- [EXERCISE DESCRIPTION] All of the records must come back exactly. Please repeat them in full.

- [MATERIAL TO PROCESS]
--- START ---

PR #1577, opened 2024-09-03
update runtime flags

kenjenkins:
Alphabetize existing flags, update the `envoy_resource_manager` flag name, and document the new `config_hot_reload `flag. (New in v0.27, so this should not be backported.)

Related:
- https://github.com/pomerium/pomerium/pull/5255
- https://github.com/pomerium/pomerium/issues/5079


content/docs/reference/runtime-flags.md
```diff
@@ -34,10 +34,11 @@ The available flags are:
 
 | Runtime Flag | Description | Default |
 | :-- | :-- | :-- |
+| `config_hot_reload` | Enables automatic config reloading triggered whenever a configuration file is written to (either the main Pomerium configuration file or a file referenced from the main configuration). In some rare cases this may not work correctly, so this option provides a way to disable this behavior. (See issue [#5079](https://github.com/pomerium/pomerium/issues/5079) for more context.) | `true` |
```
ZPain8464, line 37:
```suggestion
| `config_hot_reload` | Enables automatic config reloading triggered whenever a configuration file is written to (either the main Pomerium configuration file or a file referenced from the main configuration). In some rare cases this may not work correctly, so this setting provides a way to disable this behavior. (See issue [#5079](https://github.com/pomerium/pomerium/issues/5079) for more context.) | `true` |
```

ZPain8464: Small nit: Can we change "option" to "setting" so it's consistent with the rest of this page? Of course if there's a good reason to keep this as "option", then we don't need to update. 

I'll go ahead and approve though. Thanks for documenting this.

ZPain8464 (approved):

content/docs/reference/runtime-flags.md
kenjenkins: Sure, done.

--- END ---

- [RESPONSE]
PR #1577, opened 2024-09-03
update runtime flags

kenjenkins:
Alphabetize existing flags, update the `envoy_resource_manager` flag name, and document the new `config_hot_reload `flag. (New in v0.27, so this should not be backported.)

Related:
- https://github.com/pomerium/pomerium/pull/5255
- https://github.com/pomerium/pomerium/issues/5079


content/docs/reference/runtime-flags.md
```diff
@@ -34,10 +34,11 @@ The available flags are:
 
 | Runtime Flag | Description | Default |
 | :-- | :-- | :-- |
+| `config_hot_reload` | Enables automatic config reloading triggered whenever a configuration file is written to (either the main Pomerium configuration file or a file referenced from the main configuration). In some rare cases this may not work correctly, so this option provides a way to disable this behavior. (See issue [#5079](https://github.com/pomerium/pomerium/issues/5079) for more context.) | `true` |
```
ZPain8464, line 37:
```suggestion
| `config_hot_reload` | Enables automatic config reloading triggered whenever a configuration file is written to (either the main Pomerium configuration file or a file referenced from the main configuration). In some rare cases this may not work correctly, so this setting provides a way to disable this behavior. (See issue [#5079](https://github.com/pomerium/pomerium/issues/5079) for more context.) | `true` |
```

ZPain8464: Small nit: Can we change "option" to "setting" so it's consistent with the rest of this page? Of course if there's a good reason to keep this as "option", then we don't need to update. 

I'll go ahead and approve though. Thanks for documenting this.

ZPain8464 (approved):

content/docs/reference/runtime-flags.md
kenjenkins: Sure, done.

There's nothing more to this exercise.